A minha primeira noite separado dos meus pais não foi de todo ruim. Estava cansado e embora minha cama fizesse parte de outras dezenas em grande dormitório ainda vazio, dormi pesado. Meu cicerone, aluno do grupo dos maiores, deslocou-se para o terceiro andar dos maiores, acima do nosso. A graduação era feita por idade somada à colocação da turma ginasial que se pertencesse. Seríamos os juvenistas do admissão, quinta e sexta série. Os maiores eram quase todos da sétima e oitava séries. Todos juntos perfaríamos duzentos, aproximadamente.
Acordei no domingo muito cedo, escuro ainda, seis e trinta da manhã. Pediram-nos pressa para a missa das sete. Da fila de deslocamento fui convidado a ficar lá atrás, na capela, junto com papai e mamãe que já me aguardavam.
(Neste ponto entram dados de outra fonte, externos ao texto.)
PR #2286, opened 2019-07-26
Adding missing BSD3 for this version

carlbrochu:
**Type:** Missing

**Summary:**
Adding missing BSD3 for this version

**Details:**
https://mvnrepository.com/artifact/junit/junit

**Resolution:**
Missing

**Affected definitions**:
- [junit 3.8.1](https://clearlydefined.io/definitions/maven/mavencentral/junit/junit/3.8.1)

### DIFF
--- a/curations/maven/mavencentral/junit/junit.yaml
+++ b/curations/maven/mavencentral/junit/junit.yaml
@@ -6,7 +6,7 @@ coordinates:
 revisions:
   3.8.1:
     licensed:
-      declared: BSD-3-Clause
+      declared: CPL-1.0
   '4.11':
     licensed:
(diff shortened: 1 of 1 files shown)


ariel11:
@carlbrochu - Per the POM, it looks like the license is Common Public License Version 1.0 vs. BSD-3-clause.  Agree?

carlbrochu:
> @carlbrochu - Per the POM, it looks like the license is Common Public License Version 1.0 vs. BSD-3-clause. Agree?

That sounds fine, i tried to extrapolate from the mvn repo and that seems to be flawed.  Since the other version are CPL as well, that seems good to use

Minha atenção toda era para com a mamãe. Demonstrou neste primeiro contato uma satisfação incomum. Não sei se por me rever próximo dela ou se já se sentia mais confiante pela análise de leoa que aprova o novo ninho do filhote.
Assisti à missa. Comungamos. Fui tomar café com eles no refeitório dos hóspedes.
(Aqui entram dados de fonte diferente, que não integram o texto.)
PR #2291, opened 2019-07-26
Missing declared

ariel11:
**Type:** Missing

**Summary:**
Missing declared

**Details:**
Followed source link.  "Copyright" file is MIT.

**Resolution:**
Declared MIT

**Affected definitions**:
- [libxml2 4c2e7c651f6c2f0d1a74f350cbda95f7df3e7017](https://clearlydefined.io/definitions/git/github/gnome/libxml2/4c2e7c651f6c2f0d1a74f350cbda95f7df3e7017/4c2e7c651f6c2f0d1a74f350cbda95f7df3e7017)

### DIFF
--- a/curations/git/github/gnome/libxml2.yaml
+++ b/curations/git/github/gnome/libxml2.yaml
@@ -6,4 +6,4 @@ coordinates:
 revisions:
   4c2e7c651f6c2f0d1a74f350cbda95f7df3e7017:
     licensed:
-      declared: MIT
+      declared: X11
--- a/curations/git/github/gnome/libxml2.yaml
+++ b/curations/git/github/gnome/libxml2.yaml
@@ -1,0 +1,9 @@
+coordinates:
+  name: libxml2
+  namespace: gnome
+  provider: github
+  type: git
+revisions:
+  4c2e7c651f6c2f0d1a74f350cbda95f7df3e7017:
+    licensed:
+      declared: MIT


AE49:
@ariel11 should this be "Other" for Declared License because of the extra text added to the MIT license?

curations/git/github/gnome/libxml2.yaml
```diff
@@ -0,0 +1,9 @@
+coordinates:
+  name: libxml2
+  namespace: gnome
+  provider: github
+  type: git
+revisions:
+  4c2e7c651f6c2f0d1a74f350cbda95f7df3e7017:
+    licensed:
+      declared: MIT
```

O acesso ao ambiente que agora eu me encontrava era vedado aos alunos do juvenato, exceção feita quando acompanhando familiares visitantes. Entre a capela e o refeitório para o café atravessamos um pátio quadrado, ajardinado, via-se que finamente tratado por mãos zelosas. Do lado direito, a leste, os quartos individuais de velhos religiosos que se recolhiam a asilo pela idade avançada. Do lado oeste, grande construção destinava-se aos postulantes e noviços. Os primeiros para o curso do primeiro ano científico. Os segundos, já com os votos de obediência e usando batinas, dedicavam os dois anos restantes aos estudos laicos e teológicos. Após isso mais um ano de estudos como escolásticos, somente dedicavam ao aprofundamento religioso. Completar-se-iam os outros dois votos: pobreza e castidade. Papai foi me repassando, como bom guia, as explicações que o próprio reitor lhe informara de véspera.
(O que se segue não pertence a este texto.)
PR #2417, opened 2019-08-29
Declared License

ariel11:
**Type:** Incomplete

**Summary:**
Declared License

**Details:**
Copied the (deprecated) SPDX license identifier given here: https://github.com/ms-iot/u-boot/tree/abec1328dd13df76b19f5fd5ae3a5f3275110c8c/Licenses

**Resolution:**
In the ReadMe: 
SPDX-License-Identifier: GPL-2.0

**Affected definitions**:
- [u-boot abec1328dd13df76b19f5fd5ae3a5f3275110c8c](https://clearlydefined.io/definitions/git/github/ms-iot/u-boot/abec1328dd13df76b19f5fd5ae3a5f3275110c8c/abec1328dd13df76b19f5fd5ae3a5f3275110c8c)

### DIFF
--- a/curations/git/github/ms-iot/u-boot.yaml
+++ b/curations/git/github/ms-iot/u-boot.yaml
@@ -6,4 +6,4 @@ coordinates:
 revisions:
   abec1328dd13df76b19f5fd5ae3a5f3275110c8c:
     licensed:
-      declared: GPL-2.0
+      declared: GPL-2.0-only
--- a/curations/git/github/ms-iot/u-boot.yaml
+++ b/curations/git/github/ms-iot/u-boot.yaml
@@ -1,0 +1,9 @@
+coordinates:
+  name: u-boot
+  namespace: ms-iot
+  provider: github
+  type: git
+revisions:
+  abec1328dd13df76b19f5fd5ae3a5f3275110c8c:
+    licensed:
+      declared: GPL-2.0


AE49:
@pombredanne can we get your thoughts on this curation? @ariel11 copied the deprecated SPDX license and is wondering if we should keep the deprecated identifiers in the license option list.

pombredanne:
We should always use the current latest version of ids. This is also what the latest scancode version does. Here we should use GPL-2.0-Only and not some legacy ids IMHO.

ariel11:
Thanks @pombredanne and @AE49.  Given this https://github.com/ms-iot/u-boot/blob/abec1328dd13df76b19f5fd5ae3a5f3275110c8c/Licenses/Exceptions, I wonder if the "declared" field should actually be "GPL-2.0-only AND GPL-2.0-or later," since it says "U-Boot in general is covered by the GPL-2.0/GPL-2.0+."

ariel11:
@AE49 - thoughts on the above?

royaljust:
This further highlights the need for some consistency about how we think about our constructs of "declared" versus "discovered" licenses.  In this case, I'd go with GPL-2.0-only because, as a whole, this is the only way the component can be distributed, even though the majority of files might be GPL-2.0-or-later.

ariel11:
Thanks, @royaljust.  I totally agree.  @AE49 - I updated the yaml so this should be ready to approve/merge.  Thanks everyone!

Gozamos juntos agradável manhã. Franquearam-nos todos os ambientes. O curral, pocilga, criatório de coelhos, apiário, o pomar... Ah! o pomar. Linda colina despontava por detrás do grande galinheiro. Um caminho sinuoso entre pés de laranjas, mexericas e jamelões, ainda carregados de remanescentes frutos de fim do outono, nos levava a uma linda capela em forma de gruta onde jazia a imagem de Nossa Senhora de Lourdes lá no cimo da elevação. Papai e mamãe - ele congregado mariano, ela ex-filha de Maria - aproveitaram para prece sentida pedindo que a santa procurasse guiar os passos do filho que ora soltava-se da ninhada.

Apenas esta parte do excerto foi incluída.